PR #5888, opened 2026-08-07
[Model] Add SkyReels V3 A2V (audio-to-video / talking avatar)

NancyFyong:
# [Model] Add SkyReels-V3 A2V (audio-to-video / talking avatar)

## Summary

Adds `SkyReelsV3A2VPipeline` to vLLM-Omni, integrating Skywork's `SkyReels-V3-A2V-19B` talking-avatar model (portrait image + driving audio + text prompt → video). Wires L1 CPU unit tests, L4 Function + Perf nightly cases, and extends `send_video_diffusion_request` so future audio-conditioned X2V pipelines share one client helper.

- Commit `Add SkyReels V3 A2V diffusion support` — pipeline + vendored components (transformer, VAE, T5, CLIP, wav2vec2, XLM-Roberta, tokenizers, RoPE, avatar utils), model routing, CPU unit tests, `--audio` example CLI, docs, and one VAE-decode dtype fix.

* **Work instruction**
Could you repeat every record above exactly as it is written?

* **Task result**
PR #5888, opened 2026-08-07
[Model] Add SkyReels V3 A2V (audio-to-video / talking avatar)

NancyFyong:
# [Model] Add SkyReels-V3 A2V (audio-to-video / talking avatar)

## Summary

Adds `SkyReelsV3A2VPipeline` to vLLM-Omni, integrating Skywork's `SkyReels-V3-A2V-19B` talking-avatar model (portrait image + driving audio + text prompt → video). Wires L1 CPU unit tests, L4 Function + Perf nightly cases, and extends `send_video_diffusion_request` so future audio-conditioned X2V pipelines share one client helper.

- Commit `Add SkyReels V3 A2V diffusion support` — pipeline + vendored components (transformer, VAE, T5, CLIP, wav2vec2, XLM-Roberta, tokenizers, RoPE, avatar utils), model routing, CPU unit tests, `--audio` example CLI, docs, and one VAE-decode dtype fix.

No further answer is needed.